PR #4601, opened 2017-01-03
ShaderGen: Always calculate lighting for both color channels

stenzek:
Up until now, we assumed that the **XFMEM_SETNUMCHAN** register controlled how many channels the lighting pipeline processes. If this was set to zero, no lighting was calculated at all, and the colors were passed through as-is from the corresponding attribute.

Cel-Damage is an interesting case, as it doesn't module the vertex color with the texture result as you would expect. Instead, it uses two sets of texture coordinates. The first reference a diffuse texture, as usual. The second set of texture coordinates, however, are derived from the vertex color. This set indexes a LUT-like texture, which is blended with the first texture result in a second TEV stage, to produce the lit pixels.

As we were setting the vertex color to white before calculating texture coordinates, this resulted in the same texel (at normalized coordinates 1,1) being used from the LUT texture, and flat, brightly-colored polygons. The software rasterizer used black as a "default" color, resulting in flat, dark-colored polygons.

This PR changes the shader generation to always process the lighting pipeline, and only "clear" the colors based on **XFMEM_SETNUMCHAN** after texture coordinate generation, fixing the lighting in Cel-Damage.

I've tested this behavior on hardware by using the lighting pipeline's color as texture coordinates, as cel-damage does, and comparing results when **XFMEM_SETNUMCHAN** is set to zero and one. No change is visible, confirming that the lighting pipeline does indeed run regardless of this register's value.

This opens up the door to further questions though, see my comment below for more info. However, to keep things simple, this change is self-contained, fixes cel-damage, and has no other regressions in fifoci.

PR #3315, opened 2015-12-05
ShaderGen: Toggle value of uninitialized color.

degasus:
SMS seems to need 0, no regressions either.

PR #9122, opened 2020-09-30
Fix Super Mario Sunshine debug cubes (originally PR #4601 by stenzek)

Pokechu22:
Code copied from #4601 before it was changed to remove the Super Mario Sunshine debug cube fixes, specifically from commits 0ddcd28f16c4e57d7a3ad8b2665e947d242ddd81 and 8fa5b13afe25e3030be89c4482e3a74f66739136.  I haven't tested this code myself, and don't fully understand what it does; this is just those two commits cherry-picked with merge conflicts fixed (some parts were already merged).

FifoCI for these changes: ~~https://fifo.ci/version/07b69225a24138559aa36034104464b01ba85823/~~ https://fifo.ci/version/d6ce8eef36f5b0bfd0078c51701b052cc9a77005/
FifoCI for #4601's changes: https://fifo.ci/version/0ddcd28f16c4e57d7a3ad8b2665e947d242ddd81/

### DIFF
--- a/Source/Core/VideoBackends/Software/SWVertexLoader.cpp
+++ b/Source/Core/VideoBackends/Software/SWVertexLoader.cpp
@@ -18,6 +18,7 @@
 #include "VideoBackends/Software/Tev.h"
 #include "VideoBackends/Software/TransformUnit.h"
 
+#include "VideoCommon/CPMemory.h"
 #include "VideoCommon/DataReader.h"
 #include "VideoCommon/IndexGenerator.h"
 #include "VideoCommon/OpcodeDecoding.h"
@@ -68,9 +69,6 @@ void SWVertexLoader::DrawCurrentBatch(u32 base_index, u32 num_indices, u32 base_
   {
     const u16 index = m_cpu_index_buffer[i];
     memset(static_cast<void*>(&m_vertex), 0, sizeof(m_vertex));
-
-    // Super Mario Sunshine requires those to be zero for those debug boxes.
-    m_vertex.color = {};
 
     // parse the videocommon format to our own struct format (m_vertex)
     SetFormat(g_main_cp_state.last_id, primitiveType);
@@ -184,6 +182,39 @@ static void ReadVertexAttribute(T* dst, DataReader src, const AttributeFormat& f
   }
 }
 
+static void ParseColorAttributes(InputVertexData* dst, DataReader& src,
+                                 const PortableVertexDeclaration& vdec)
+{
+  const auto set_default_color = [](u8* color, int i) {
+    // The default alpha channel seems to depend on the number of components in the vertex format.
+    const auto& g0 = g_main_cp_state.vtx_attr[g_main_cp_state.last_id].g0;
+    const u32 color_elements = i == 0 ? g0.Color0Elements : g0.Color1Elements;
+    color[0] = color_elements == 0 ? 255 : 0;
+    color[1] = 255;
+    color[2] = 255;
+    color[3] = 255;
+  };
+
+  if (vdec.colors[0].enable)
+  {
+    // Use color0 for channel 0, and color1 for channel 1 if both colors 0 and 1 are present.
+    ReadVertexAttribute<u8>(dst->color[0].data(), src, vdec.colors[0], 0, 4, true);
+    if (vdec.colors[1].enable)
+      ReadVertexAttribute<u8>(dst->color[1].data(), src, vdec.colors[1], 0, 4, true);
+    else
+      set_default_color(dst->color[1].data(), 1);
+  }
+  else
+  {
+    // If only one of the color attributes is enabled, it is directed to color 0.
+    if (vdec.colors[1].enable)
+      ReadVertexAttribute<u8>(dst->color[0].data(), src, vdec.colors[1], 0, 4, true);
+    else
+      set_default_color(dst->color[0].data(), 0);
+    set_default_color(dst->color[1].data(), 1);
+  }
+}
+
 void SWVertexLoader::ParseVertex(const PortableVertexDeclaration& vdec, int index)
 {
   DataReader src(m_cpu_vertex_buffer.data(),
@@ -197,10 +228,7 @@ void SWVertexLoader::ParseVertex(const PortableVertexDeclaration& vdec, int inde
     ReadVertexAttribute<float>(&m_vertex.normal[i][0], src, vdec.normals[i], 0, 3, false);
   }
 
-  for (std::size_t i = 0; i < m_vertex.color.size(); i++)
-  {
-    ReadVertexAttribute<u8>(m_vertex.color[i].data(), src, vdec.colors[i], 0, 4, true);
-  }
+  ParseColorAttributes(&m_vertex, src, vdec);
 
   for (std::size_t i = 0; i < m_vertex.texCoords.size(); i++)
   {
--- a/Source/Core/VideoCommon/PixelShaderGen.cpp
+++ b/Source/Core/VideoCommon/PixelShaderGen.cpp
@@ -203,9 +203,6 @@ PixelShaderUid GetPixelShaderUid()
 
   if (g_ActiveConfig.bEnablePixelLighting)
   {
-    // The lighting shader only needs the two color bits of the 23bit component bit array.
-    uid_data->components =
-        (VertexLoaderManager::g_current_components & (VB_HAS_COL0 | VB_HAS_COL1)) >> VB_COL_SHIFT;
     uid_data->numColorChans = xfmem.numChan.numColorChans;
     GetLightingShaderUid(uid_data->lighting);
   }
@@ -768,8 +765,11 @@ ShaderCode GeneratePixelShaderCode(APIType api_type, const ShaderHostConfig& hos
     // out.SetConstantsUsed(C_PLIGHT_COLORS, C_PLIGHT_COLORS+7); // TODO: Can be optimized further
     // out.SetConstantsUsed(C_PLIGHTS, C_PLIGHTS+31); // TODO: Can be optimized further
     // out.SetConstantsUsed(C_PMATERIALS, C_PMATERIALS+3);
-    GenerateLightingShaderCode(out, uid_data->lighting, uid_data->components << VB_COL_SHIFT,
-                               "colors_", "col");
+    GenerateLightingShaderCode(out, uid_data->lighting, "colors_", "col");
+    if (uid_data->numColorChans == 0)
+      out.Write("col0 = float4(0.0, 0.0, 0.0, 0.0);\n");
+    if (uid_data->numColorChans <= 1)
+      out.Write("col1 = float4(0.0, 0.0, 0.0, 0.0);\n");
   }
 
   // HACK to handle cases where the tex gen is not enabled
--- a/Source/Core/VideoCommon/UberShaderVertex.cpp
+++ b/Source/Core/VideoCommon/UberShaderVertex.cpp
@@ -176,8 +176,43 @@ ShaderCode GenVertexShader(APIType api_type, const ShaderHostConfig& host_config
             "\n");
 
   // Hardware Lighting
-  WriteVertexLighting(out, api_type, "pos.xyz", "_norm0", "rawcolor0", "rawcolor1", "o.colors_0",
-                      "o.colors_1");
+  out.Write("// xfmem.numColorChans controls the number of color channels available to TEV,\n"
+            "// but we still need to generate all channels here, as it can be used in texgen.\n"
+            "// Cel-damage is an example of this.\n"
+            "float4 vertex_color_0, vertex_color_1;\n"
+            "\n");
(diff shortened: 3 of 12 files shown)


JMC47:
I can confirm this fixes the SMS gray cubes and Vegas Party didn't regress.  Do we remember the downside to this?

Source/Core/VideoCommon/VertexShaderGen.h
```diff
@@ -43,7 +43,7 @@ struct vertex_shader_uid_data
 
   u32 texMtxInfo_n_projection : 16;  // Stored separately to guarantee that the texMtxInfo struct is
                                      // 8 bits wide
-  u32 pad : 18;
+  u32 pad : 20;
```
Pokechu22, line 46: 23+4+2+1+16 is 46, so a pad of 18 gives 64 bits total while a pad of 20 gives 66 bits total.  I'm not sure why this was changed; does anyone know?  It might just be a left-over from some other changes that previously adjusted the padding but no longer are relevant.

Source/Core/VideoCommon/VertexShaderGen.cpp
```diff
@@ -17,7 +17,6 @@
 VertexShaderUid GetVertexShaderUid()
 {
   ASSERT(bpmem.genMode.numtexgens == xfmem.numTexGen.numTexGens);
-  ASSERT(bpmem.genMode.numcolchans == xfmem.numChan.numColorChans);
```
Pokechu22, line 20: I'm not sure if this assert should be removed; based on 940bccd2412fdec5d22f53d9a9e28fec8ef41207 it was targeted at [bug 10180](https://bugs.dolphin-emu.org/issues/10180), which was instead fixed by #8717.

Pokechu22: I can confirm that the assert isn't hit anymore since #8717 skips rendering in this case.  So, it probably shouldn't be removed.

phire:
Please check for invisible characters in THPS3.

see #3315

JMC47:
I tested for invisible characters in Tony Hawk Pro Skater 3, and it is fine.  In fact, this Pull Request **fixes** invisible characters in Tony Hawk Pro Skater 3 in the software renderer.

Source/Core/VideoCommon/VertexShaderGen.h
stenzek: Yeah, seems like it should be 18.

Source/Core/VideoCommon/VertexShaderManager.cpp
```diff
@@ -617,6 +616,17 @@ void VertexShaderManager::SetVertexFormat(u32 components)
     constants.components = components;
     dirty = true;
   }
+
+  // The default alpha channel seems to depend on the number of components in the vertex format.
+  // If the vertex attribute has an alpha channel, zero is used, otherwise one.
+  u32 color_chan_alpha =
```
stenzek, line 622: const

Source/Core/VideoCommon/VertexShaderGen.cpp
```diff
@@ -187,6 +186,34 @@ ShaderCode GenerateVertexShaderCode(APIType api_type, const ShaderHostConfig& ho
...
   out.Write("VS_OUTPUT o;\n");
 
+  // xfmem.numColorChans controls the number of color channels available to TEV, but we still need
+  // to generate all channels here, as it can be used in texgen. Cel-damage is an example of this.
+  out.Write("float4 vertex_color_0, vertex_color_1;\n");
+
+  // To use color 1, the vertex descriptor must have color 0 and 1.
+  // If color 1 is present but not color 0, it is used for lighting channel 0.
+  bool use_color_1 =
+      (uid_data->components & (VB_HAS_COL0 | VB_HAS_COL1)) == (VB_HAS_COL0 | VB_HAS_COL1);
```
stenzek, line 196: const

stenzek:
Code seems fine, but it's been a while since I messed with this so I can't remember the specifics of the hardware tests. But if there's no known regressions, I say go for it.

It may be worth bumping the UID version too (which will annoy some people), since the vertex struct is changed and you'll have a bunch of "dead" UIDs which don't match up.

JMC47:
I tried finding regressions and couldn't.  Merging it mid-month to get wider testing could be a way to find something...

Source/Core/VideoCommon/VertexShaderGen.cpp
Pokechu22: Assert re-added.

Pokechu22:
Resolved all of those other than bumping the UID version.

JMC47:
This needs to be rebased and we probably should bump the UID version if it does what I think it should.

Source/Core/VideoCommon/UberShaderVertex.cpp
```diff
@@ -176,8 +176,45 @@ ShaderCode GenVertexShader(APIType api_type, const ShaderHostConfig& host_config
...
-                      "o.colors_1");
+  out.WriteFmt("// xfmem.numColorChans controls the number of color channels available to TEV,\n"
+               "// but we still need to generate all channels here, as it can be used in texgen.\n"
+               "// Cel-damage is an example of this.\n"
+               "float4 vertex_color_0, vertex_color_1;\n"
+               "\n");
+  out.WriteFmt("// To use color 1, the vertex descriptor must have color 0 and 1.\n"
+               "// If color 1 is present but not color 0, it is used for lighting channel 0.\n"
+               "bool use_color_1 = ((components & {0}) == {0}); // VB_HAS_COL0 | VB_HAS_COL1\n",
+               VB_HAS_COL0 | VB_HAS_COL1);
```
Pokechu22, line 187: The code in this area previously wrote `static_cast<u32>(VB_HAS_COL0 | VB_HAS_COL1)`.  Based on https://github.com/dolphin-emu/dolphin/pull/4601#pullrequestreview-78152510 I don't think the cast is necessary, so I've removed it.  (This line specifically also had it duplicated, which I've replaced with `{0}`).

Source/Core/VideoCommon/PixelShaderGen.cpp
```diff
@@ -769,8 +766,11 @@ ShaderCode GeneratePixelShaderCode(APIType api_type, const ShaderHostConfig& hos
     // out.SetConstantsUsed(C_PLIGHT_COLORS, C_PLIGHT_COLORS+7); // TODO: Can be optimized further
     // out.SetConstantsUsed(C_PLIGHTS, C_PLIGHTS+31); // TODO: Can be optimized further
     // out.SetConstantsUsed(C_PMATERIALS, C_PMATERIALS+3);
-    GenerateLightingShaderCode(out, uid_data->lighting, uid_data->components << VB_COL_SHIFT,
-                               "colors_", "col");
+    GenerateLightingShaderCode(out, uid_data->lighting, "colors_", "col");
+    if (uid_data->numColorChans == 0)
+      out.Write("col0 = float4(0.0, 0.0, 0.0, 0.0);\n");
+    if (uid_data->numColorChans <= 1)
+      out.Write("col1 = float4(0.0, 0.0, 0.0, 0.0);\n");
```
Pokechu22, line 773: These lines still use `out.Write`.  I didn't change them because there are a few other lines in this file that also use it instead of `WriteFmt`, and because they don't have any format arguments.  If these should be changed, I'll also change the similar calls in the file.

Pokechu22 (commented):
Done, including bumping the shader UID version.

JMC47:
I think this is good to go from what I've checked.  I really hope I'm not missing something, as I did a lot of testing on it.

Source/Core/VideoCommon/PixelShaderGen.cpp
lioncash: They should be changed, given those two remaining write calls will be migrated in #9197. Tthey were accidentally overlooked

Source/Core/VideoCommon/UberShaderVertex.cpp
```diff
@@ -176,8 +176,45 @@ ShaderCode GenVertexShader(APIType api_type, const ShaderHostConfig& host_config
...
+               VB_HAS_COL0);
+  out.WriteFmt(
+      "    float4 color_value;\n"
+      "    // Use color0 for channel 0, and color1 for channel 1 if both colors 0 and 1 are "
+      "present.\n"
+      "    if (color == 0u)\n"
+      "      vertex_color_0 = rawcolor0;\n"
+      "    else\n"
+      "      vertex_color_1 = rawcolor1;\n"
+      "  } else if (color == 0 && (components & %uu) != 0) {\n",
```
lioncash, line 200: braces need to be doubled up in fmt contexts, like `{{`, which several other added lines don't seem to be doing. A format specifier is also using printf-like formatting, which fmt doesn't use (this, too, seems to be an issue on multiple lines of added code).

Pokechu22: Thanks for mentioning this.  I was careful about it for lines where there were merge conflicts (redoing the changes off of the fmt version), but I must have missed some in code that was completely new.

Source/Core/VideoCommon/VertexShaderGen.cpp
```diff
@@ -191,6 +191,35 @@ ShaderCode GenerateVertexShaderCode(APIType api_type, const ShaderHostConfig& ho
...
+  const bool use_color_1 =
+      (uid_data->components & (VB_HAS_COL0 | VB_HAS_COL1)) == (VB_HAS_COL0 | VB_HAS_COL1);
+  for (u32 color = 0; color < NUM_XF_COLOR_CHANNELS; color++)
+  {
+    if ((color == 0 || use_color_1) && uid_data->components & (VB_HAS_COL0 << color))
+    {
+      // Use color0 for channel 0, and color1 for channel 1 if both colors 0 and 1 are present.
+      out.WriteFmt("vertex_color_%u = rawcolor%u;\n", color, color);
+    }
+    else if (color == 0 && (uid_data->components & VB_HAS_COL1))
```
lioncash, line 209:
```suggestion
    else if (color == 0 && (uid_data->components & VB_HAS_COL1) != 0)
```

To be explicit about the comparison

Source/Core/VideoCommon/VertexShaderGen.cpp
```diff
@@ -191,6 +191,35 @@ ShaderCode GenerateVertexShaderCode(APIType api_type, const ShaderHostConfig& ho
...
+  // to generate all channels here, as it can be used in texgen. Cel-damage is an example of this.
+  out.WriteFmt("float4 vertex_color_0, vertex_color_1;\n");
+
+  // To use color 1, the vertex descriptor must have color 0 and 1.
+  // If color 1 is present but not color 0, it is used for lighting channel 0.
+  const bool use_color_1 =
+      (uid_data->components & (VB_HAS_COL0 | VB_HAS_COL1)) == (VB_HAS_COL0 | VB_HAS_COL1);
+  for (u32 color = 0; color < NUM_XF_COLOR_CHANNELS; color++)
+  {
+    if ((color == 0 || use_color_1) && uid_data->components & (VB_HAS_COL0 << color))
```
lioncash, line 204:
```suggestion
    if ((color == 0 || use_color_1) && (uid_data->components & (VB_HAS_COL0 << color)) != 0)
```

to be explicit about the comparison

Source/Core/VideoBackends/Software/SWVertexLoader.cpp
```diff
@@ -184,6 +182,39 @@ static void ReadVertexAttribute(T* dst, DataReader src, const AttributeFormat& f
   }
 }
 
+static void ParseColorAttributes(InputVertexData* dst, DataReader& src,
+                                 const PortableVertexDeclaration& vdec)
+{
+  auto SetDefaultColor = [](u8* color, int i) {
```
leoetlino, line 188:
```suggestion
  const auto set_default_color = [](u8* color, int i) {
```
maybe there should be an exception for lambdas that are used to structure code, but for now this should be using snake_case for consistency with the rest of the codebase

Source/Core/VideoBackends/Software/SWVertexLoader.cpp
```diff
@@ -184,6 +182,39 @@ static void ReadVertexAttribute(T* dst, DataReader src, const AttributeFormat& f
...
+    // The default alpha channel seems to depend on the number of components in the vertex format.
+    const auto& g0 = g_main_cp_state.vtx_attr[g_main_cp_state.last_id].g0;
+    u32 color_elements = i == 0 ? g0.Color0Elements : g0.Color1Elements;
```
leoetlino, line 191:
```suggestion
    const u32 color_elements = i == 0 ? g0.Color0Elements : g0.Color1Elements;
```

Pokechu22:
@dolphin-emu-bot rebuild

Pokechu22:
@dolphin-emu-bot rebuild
■ ■ ■ ■ ■ ■ ■
#### What you are asked to do:
Find the word "fixed" in the entries, and copy every line it shows up in.

#### Solution to the problem:
Code copied from #4601 before it was changed to remove the Super Mario Sunshine debug cube fixes, specifically from commits 0ddcd28f16c4e57d7a3ad8b2665e947d242ddd81 and 8fa5b13afe25e3030be89c4482e3a74f66739136.  I haven't tested this code myself, and don't fully understand what it does; this is just those two commits cherry-picked with merge conflicts fixed (some parts were already merged).
Pokechu22, line 20: I'm not sure if this assert should be removed; based on 940bccd2412fdec5d22f53d9a9e28fec8ef41207 it was targeted at [bug 10180](https://bugs.dolphin-emu.org/issues/10180), which was instead fixed by #8717.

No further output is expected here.